Caused by: GSSException: No valid credentials provided (Mechanism level: Server not found in Kerberos database (7) - LOOKING_UP_SERVER)
at sun.security.jgss.krb5.Krb5Context.initSecContext(Krb5Context.java:772)
at sun.security.jgss.GSSContextImpl.initSecContext(GSSContextImpl.java:248)
at sun.security.jgss.GSSContextImpl.initSecContext(GSSContextImpl.java:179)
at com.sun.security.sasl.gsskerb.GssKrb5Client.evaluateChallenge(GssKrb5Client.java:192)
... 45 more
Caused by: KrbException: Server not found in Kerberos database (7) - LOOKING_UP_SERVER
at sun.security.krb5.KrbTgsRep.(KrbTgsRep.java:73)
at sun.security.krb5.KrbTgsReq.getReply(KrbTgsReq.java:251)
at sun.security.krb5.KrbTgsReq.sendAndGetCreds(KrbTgsReq.java:262)
at sun.security.krb5.internal.CredentialsUtil.serviceCreds(CredentialsUtil.java:308)
at sun.security.krb5.internal.CredentialsUtil.acquireServiceCreds(CredentialsUtil.java:126)
at sun.security.krb5.Credentials.acquireServiceCreds(Credentials.java:466)
at sun.security.jgss.krb5.Krb5Context.initSecContext(Krb5Context.java:695)
... 48 more
Caused by: KrbException: Identifier doesn't match expected value (906)
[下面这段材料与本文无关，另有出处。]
PR #232, opened 2021-06-07
First/last aggregations

urihoenig:
ML-428

### DIFF
--- a/storey/drivers.py
+++ b/storey/drivers.py
@@ -132,6 +132,7 @@ class V3ioDriver(NeedsV3ioAccess, Driver):
         if not update_expression:
             return
 
+        print(f'update_expression={update_expression}')
         key = str(key)
         response = await self._v3io_client.kv.update(container, table_path, key, expression=update_expression,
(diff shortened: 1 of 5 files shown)


storey/drivers.py
```diff
@@ -132,6 +132,7 @@ async def _save_key(self, container, table_path, key, aggr_item, partitioned_by_
         if not update_expression:
             return
 
+        print(f'update_expression={update_expression}')
```
dinal: remove

storey/table.py
```diff
@@ -977,11 +980,13 @@ def aggregate(self, time, value):
 class LastValue(AggregationValue):
     name = 'last'
 
-    def __init__(self, max_value=None, set_data=None):
-        super().__init__(max_value, set_data)
+    def __init__(self, max_value=None, set_data=None, set_time=None):
```
dinal, line 983: not related to __init__
LastValue doesn't have reset() impl of it's own so it will use the one in AggregationValue and will set set_time to None instead to -math.inf

PR #239, opened 2021-06-16
Flatten/copy bug issue fix

Michaelliv:
An issue was spotted when a customer was using `ModelServerV2.to_mock_server()`, caused by using a custom event class (`MockEvent`) instead of Storey's `Event` class. The custom event class was not properly aligned with Storey's Event class interface and therefore failed on steps that use the Event.copy method.
  
This PR introduces a number of minor changes to address this issue. 
1) Simplified `Flatten` implementation to use `FlatMap` internally (to keep a consistent behavior between the two)
2) Removed the copy method from Event class, since it introduced too much assumptions about the what type of event will be used in the flow.
3) Updated tests to reflect changes.

### DIFF
--- a/storey/steps/flatten.py
+++ b/storey/steps/flatten.py
@@ -1,18 +1,5 @@
-from storey import Flow
-from storey.dtypes import _termination_obj
+from storey import FlatMap
 
 
-class Flatten(Flow):
-    """
-    Splits an event with an iterable body into multiple events.
-    """
-
-    def __init__(self, **kwargs):
-        super().__init__(full_event=True, **kwargs)
-
-    async def _do(self, event):
-        if event is _termination_obj:
-            return await self._do_downstream(_termination_obj)
-        else:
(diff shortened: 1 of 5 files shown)


storey/steps/flatten.py
```diff
@@ -1,18 +1,5 @@
...
-        super().__init__(full_event=True, **kwargs)
-
-    async def _do(self, event):
-        if event is _termination_obj:
-            return await self._do_downstream(_termination_obj)
-        else:
-            for element in event.body:
-                await self._do_downstream(event.copy(body=element))
+def Flatten(**kwargs):
+    return FlatMap(lambda x: x, **kwargs)
```
gtopper, line 8: The only thing is, I think passing `full_event=True` will always break. Although this is probably not so important.

gtopper (approved):
LGTM other than one minor issue that might be worth addressing (or not) – see comment.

at sun.security.krb5.internal.KDCRep.init(KDCRep.java:140)
at sun.security.krb5.internal.TGSRep.init(TGSRep.java:65)
at sun.security.krb5.internal.TGSRep.(TGSRep.java:60)
at sun.security.krb5.KrbTgsRep.(KrbTgsRep.java:55)
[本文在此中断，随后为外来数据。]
PR #241, opened 2021-06-16
storey: fixed window rework

eyalsol:

### DIFF
--- a/storey/table.py
+++ b/storey/table.py
@@ -1149,7 +1149,7 @@ class AggregationBuckets:
             return bucket_index
         else:
             self.advance_window_period(timestamp)
-            return self.total_number_of_buckets - 1  # return last index
+            return self.get_bucket_index_by_timestamp(timestamp)
 
     #  Get the index of the bucket corresponding to the requested timestamp
     #  Note: This method can return indexes outside the 'buckets' array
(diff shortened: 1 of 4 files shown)


storey/utils.py
```diff
@@ -42,6 +43,13 @@ def get_one_unit_of_duration(string_time):
     return multiplier
 
 
+def get_window_start_time_by_time(timestamp, window_millis):
+    midnight = datetime.fromtimestamp(int(timestamp/1000)).replace(hour=0, minute=0, second=0)
```
gtopper: Looks to me like this is where the time zone fails CI. The timestamp would be epoch (UTC), but midnight will depend on the local time zone.

Also, what's special about midnight? Why should we use it to determine the window start time, rather than a generic window aligned to epoch?

eyalsol: This make sense. the idea to calculate common base time to start the window but not to move to another day

storey/utils.py
```diff
@@ -42,6 +43,14 @@ def get_one_unit_of_duration(string_time):
     return multiplier
 
 
+def get_window_start_time_by_time(timestamp, window_millis):
+    midnight = datetime.utcfromtimestamp(int(timestamp/1000)).replace(hour=0, minute=0, second=0)
+    window_seconds = int(window_millis / 1000)
+    timestamp_seconds = int(timestamp / 1000)
+    return max(int(timestamp_seconds / window_seconds) * window_seconds,
+               midnight.replace(tzinfo=timezone.utc).timestamp()) * 1000
```
gtopper: Might as well replace the time zone together with the hour/minute/second, no?

eyalsol: Done

storey/utils.py
```diff
@@ -42,6 +43,14 @@ def get_one_unit_of_duration(string_time):
     return multiplier
 
 
+def get_window_start_time_by_time(timestamp, window_millis):
+    midnight = datetime.utcfromtimestamp(int(timestamp/1000)).replace(hour=0, minute=0, second=0, tzinfo=timezone.utc)
```
gtopper: I know I've been harping on this one, but I'd feel better with just simple arithmetic, as is the case in the rest of the aggregation logic.
```
_seconds_per_day = 24 * 60 * 60


def get_window_start_time_by_time(timestamp, window_millis):
    timestamp_seconds = int(timestamp / 1000)
    midnight = int(timestamp_seconds / _seconds_per_day) * _seconds_per_day
    window_seconds = int(window_millis / 1000)
    return max(int(timestamp_seconds / window_seconds) * window_seconds, midnight) * 1000
```

gtopper: Also trying to understand why we hardcode midnight as opposed to just going by window (new requirement?).

storey/utils.py
```diff
@@ -42,6 +42,12 @@ def get_one_unit_of_duration(string_time):
     return multiplier
 
 
+def get_window_start_time_by_time(timestamp, window_millis):
```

根据以上日志信息,Kerberos认证失败的原因是在kdc database中没有找到对应节点的服务票据信息,无法访问目的集群的节点。
原因分析
由报错信息“No valid credentials provided (Mechanism level: Server not found in Kerberos database”可以看出,报错的原因是在kerberos database里面没有找到节点对应的票据信息进一步排查krb5kdc.log,发现如下内容:
Sep 20 17:24:25 node0001 krb5kdc2013: TGS_REQ (4 etypes {18 17 16 23}) : LOOKING_UP_SERVER: authtime 0, test_user@HADOOP2.COM for hdfs/node001@HADOOP2.COM, Server not found in Kerberos database
其中节点node001对应的REALM应为HADOOP.CN,而不是HADOOP2.COM,说明在寻找node001的票据信息时,由于REALM的解析问题没有在对应的KDC上找到相应的票据。
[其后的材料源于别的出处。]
PR #242, opened 2021-06-20
ML-707: bug fix in multiple integer key columns

katyakats:


dinal (approved):

storey/utils.py
```diff
@@ -164,6 +164,7 @@ def update_in(obj, key, value):
 
 
 def hash_list(list_to_hash):
+    list_to_hash = [str(element) for element in list_to_hash]
```
gtopper, line 167: Looks like this is actually the [fastest way](https://waymoot.org/home/python_string/) to do it. ✅

integration/test_aggregation_integration.py
```diff
@@ -1363,3 +1363,46 @@ def test_non_existing_key_query_by_key_from_v3io_key_is_list(setup_teardown_test
     controller.emit({'nameeeee': 'katya'}, 'katya')
     controller.terminate()
     controller.await_termination()
+
+
+def test_multiple_keys_int(setup_teardown_test):
```
gtopper, line 1368: Maybe mention in a comment that this is regression for ML-707.

gtopper: I don't think we need an integration test to test this, a unit test would suffice.

gtopper (approved):
Great (see nonblocking comments).

PR #249, opened 2021-06-22
ML-717: Use logger.debug instead of print.

gtopper:


storey/flow.py
```diff
@@ -183,14 +183,19 @@ async def _do_downstream(self, event):
                 event_copy._awaitable_result = awaitable_result
                 tasks.append(asyncio.get_running_loop().create_task(self._outlets[i]._do_and_recover(event_copy)))
             event._awaitable_result = awaitable_result
-        if self.verbose:
-            step_name = type(self).__name__
-            event_string = self._event_string(event)
-            print(f'{step_name} -> {type(self._outlets[0]).__name__} | {event_string}')
+        if self.verbose and self.context:
```
dinal: why do you need to check "if self.verbose and self.context" twice?
save it once and check "if logger"
also in line 197 non need to check again " if verbose"

dinal (approved):

PR #252, opened 2021-06-27
ML 719: infer date type only for time_field column and "parse_dates" columns

katyakats:


storey/sources.py
```diff
@@ -502,6 +504,12 @@ def __init__(self, paths: Union[List[str], str], header: bool = False, build_dic
         self._timestamp_format = timestamp_format
         self._type_inference = type_inference
         self._storage_options = kwargs.get('storage_options')
+        self._parse_dates = parse_dates
+        self._dates_indexes = []
```
urihoenig: date_indices

storey/sources.py
```diff
@@ -502,6 +504,12 @@ def __init__(self, paths: Union[List[str], str], header: bool = False, build_dic
...
+        if isinstance(self._parse_dates, List) and isinstance(self._parse_dates[0], int):
```
urihoenig: Why not verify all?
isinstance(self._parse_dates, List) and all([isinstance(f, int) for f in self._parse_dates])

storey/sources.py
```diff
@@ -588,16 +590,21 @@ def _blocking_io_loop(self):
                         field_name_to_index = {}
                         for i in range(len(header)):
                             field_name_to_index[header[i]] = i
+                            if header[i] == self._time_field or (self._parse_dates and header[i] in self._parse_dates):
```
urihoenig, line 598: + Isn't this relevant only if _dates_indexes is empty?
+ Shouldn't it be cleared after every path handling? The index of columns can be different between files, no?

tests/test_flow.py
```diff
@@ -2622,3 +2626,17 @@ def test_csv_none_value_string(tmpdir):
     r2 = pd.read_parquet(out_file_par)
 
     assert r2['str'].compare(read_back_df['str']).empty
+
+
+def test_csv_multiple_time_columns(tmpdir):
+    controller = build_flow([
+        CSVSource('tests/test-multiple-time-columns.csv', header=True, time_field='t1', parse_dates=["t2"]),
```
urihoenig, line 2643: I'd test multiple files with different column orders

storey/sources.py
katyakats: i assume that it;s either names or integer. not a mixture of both

storey/sources.py
```diff
@@ -655,6 +655,7 @@ def _blocking_io_loop(self):
                                 self.context.logger.error(
                                     f"For {parsed_line} value of key {key_field} is None"
                                 )
+                self._dates_indexes = []
```
urihoenig: This will override the dates_indexes from the __init__.
You don't want to do it if it wasn't initially empty.

storey/sources.py
```diff
@@ -502,6 +504,16 @@ def __init__(self, paths: Union[List[str], str], header: bool = False, build_dic
         self._timestamp_format = timestamp_format
         self._type_inference = type_inference
         self._storage_options = kwargs.get('storage_options')
+        self._parse_dates = parse_dates
+        self._dates_indices = []
+        if isinstance(parse_dates, List):
+            if self._with_header and not all([isinstance(f, str) for f in self._parse_dates]):
+                raise ValueError('parse_dates can be list of int only when there is header')
+                self._dates_indices = parse_dates
```
urihoenig, line 513: indentation (or not)

storey/sources.py
```diff
@@ -502,6 +504,16 @@ def __init__(self, paths: Union[List[str], str], header: bool = False, build_dic
...
+        if isinstance(self._time_field, int):
+            if self._with_header:
+                raise ValueError('time field can be list of int only when there is header')
```
urihoenig: it's an int, not a list of int

storey/sources.py
urihoenig: I guess that there should've been a test that would've failed here

urihoenig (approved):

PR #253, opened 2021-06-28
ML-638: Convert str/int to datetime based on writer schema or source time_field.

gtopper:


storey/dtypes.py
```diff
@@ -30,7 +30,12 @@ def __init__(self, body: object, key: Optional[Union[str, List[str]]] = None, ti
         self.body = body
         self.key = key
         if time is not None and not isinstance(time, datetime):
-            raise TypeError(f'Event time parameter must be a datetime. Got {type(time)} instead.')
+            if isinstance(time, str):
+                time = datetime.fromisoformat(time)
+            elif isinstance(time, int):
+                time = datetime.utcfromtimestamp(time)
+            else:
+                raise TypeError(f'Event time parameter must be a datetime. Got {type(time)} instead.')
```
dinal: Event time parameter must be a datetime, string or int

storey/targets.py
```diff
@@ -124,14 +127,18 @@ def _init_partition_col_indices(self):
...
             self._non_partition_columns = []
+            self._non_partition_column_types = []
             for index, col in enumerate(self._columns):
                 if col in self._partition_cols:
                     self._partition_col_to_index[col] = index
                     self._partition_col_indices.append(index)
                 else:
                     self._non_partition_columns.append(col)
+                    if self._column_types:
+                        self._non_partition_column_types.append(self._column_types[index])
```
dinal, line 141: do you want to append only if the type doesn't exists in the list already?

gtopper: Hm, no? That wouldn't make sense :)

查看krb5.conf,查到相关信息(省略到无关内容):
[libdefaults]
default_realm = HADOOP2.COM
[realms]
HADOOP2.COM = {
xxx
}
HADOOP.COM = {
xxx
}
HADOOP.CN = {
xxx
}
[domain_realm]
HADOOP2.COM = HADOOP2.COM
.HADOOP2.COM = HADOOP2.COM
hadoop.com = HADOOP.COM
.hadoop.com = HADOOP.COM
HADOOP.com = HADOOP.COM
.HADOOP.com = HADOOP.COM
HADOOP2.COM = HADOOP.CN
HADOOP.COM = HADOOP.CN
HADOOP.CN = HADOOP.CN
在以上配置中,发现node001没有使用长域名,当查找该节点的票据时,在domain_realm里面并没有匹配到对应的解析规则,从而用default_realm中的配置到对应的kerberos database里查找。
解决办法
在krb5.conf的[domain_realm]新增以下规则,问题解决:
.node001 = HADOOP.CN
node001 = HADOOP.CN
扩展说明
/etc/krb5.conf是Kerberos身份验证系统的配置文件,用于指定Kerberos客户端和服务器的配置参数。下面是一些常见的配置项及其作用的示例:
[libdefaults]:全局默认配置项default_realm:指定默认的Kerberos领域(realm)名称。dns_lookup_realm:指定是否通过DNS查找Kerberos领域。dns_lookup_kdc:指定是否通过DNS查找Kerberos密钥分发中心(KDC)。ticket_lifetime:指定票据的有效期限。forwardable:指定是否允许票据的转发。
示例:
[libdefaults]
default_realm = EXAMPLE.COM
dns_lookup_realm = true
dns_lookup_kdc = true
ticket_lifetime = 24h
forwardable = true
[realms]:定义Kerberos领域的配置项EXAMPLE.COM:指定Kerberos领域的名称。kdc:指定KDC服务器的主机名和端口。admin_server:指定管理员服务器的主机名和端口。
示例:
[realms]
EXAMPLE.COM = {
kdc = kdc.example.com:88
admin_server = kdc.example.com:749
}
[domain_realm]:定义域名与Kerberos领域的映射关系example.com = EXAMPLE.COM:将域名example.com映射到Kerberos领域EXAMPLE.COM。
示例:
[domain_realm]
example.com = EXAMPLE.COM
[logging]:日志记录配置项kdc:指定KDC日志记录级别和日志文件路径。admin_server:指定管理员服务器日志记录级别和日志文件路径。
示例:
[logging]
kdc = FILE:/var/log/krb5kdc.log
admin_server = FILE:/var/log/kadmin.log
上述示例只是/etc/krb5.conf文件中的一小部分配置项,实际的配置文件可能还包含其他配置项,具体根据需求和环境进行配置。